Urbantasm: The Empty Room is the second book in the magical teen noir serial novel inspired by the author’s experiences growing up in and around Flint, Michigan.
John Bridge is only two months into junior high and his previously boring life has already been turned upside-down. His best friend has gone missing, his father has been laid-off from the factory, and John keeps looking over his shoulder for a mysterious adversary: a man with a knife and some perfect blue sunglasses.
As if all this wasn’t bad enough, John must now confront his complicated feelings for a classmate who has helped him out of one scrape after another, although he knows little about who she is and what she wants. What does it mean to want somebody? How can you want them if you don’t understand them? Does anybody understand anyone, ever? These are hard questions made harder in the struggling city of Akawe, where the factories are closing, the schools are closing, the schools are crumbling, and even the streetlights can’t be kept on all night.
John and his friends are only thirteen, but they are fighting for their lives and futures. Will they save Akawe, will they escape, or are they doomed? They might find their answers in an empty room… in a city with ten thousand abandoned houses, there will be plenty to choose from.
Cover Artist: Sam Perkins-Harbin,
John doesn’t understand why the sunglasses are such a big deal, but everything, it seems, is on the table.

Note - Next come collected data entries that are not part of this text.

PR #1404, opened 2022-12-16
Shorter directory type tags

RunDevelopment:
I noticed that directory type tags are now causing Load Image nodes to become wider because of the more compact design. I tried to fix this by making the tag 2 chars shorter. 

While this does help, we really need a general solution for type tags causing nodes to widen, but I don't have any...


joeyballentine:
Yeah, I'm not really sure what to do about that to be honest

joeyballentine (approved):

PR #1413, opened 2022-12-19
Make FillColor and RotateSizeChange enums

RunDevelopment:


backend/src/nodes/impl/pil_utils.py
```diff
@@ -64,5 +69,10 @@ def rotate(
     interpolation = INTERPOLATION_METHODS_MAP[interpolation]
 
     pimg = Image.fromarray((img * 255).astype("uint8"))
-    pimg = pimg.rotate(angle, interpolation, expand, fillcolor=fill_color)  # type: ignore
+    pimg = pimg.rotate(
+        angle,
+        interpolation,  # type: ignore
```
joeyballentine, line 74: Why the type ignore?

RunDevelopment: Cause PIL types are wrong-ish. Basically, their constants are typed as int (not literal ints), but their functions expect a special subtype of int.

joeyballentine (approved):

PR #1437, opened 2022-12-26
New iterator system specification

RunDevelopment:
This PR adds a specification for the new iterator system. The system and its behavior are quite complex, so I wanted to write all of it down before even attempting to implement it.

The specification shouldn't only guide our implementation efforts but also be helpful when writing documentation for this feature.


joeyballentine:
Does this PR still need to be open? I know it documents things that we still want to accomplish one day, but 1) does this need to be a PR, and 2) does this need to be in our repo at all?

Perhaps he accidentally offended the Chalks, a white supremacist gang trying to expand across the city. Maybe the feud involves his friend Selby, whose father died under mysterious circumstances. It could even have something to do with O-Sugar, a homegrown drug with the seeming ability to distort space. On the night before school began, a group of teenagers took O-Sugar and leapt to their deaths from an abandoned hospital.
John struggles to untangle these mysteries while adjusting to his new school, even as his parents confront looming unemployment and as his city fractures and burns.
About the Author:
Connor Coyne is a writer living and working in Flint, Michigan.
His serial novel Urbantasm is winner of numerous awards. Hugo- and Nebula-nominee William Shunn has praised Urbantasm as “a novel of wonder and horror.”
Connor has also authored two other celebrated novels, Hungry Rats and Shattering Glass, as well as Atlas, a collection of short stories.
Connor’s essay “Bathtime” was included in the Picador anthology Voices from the Rust Belt. His work has been published by Vox.com, Belt Magazine, Santa Clara Review, and elsewhere.
Connor is Director of Gothic Funk Press. He has served on the planning committee for the Flint Festival of Writers and represented Flint’s 7th Ward as its artist-in-residence for the National Endowment for the Arts’ Our Town grant. In 2007, he earned his Masters of Fine Arts in Creative Writing from the New School.
Connor lives in Flint, Michigan less than a mile from the house where he grew up.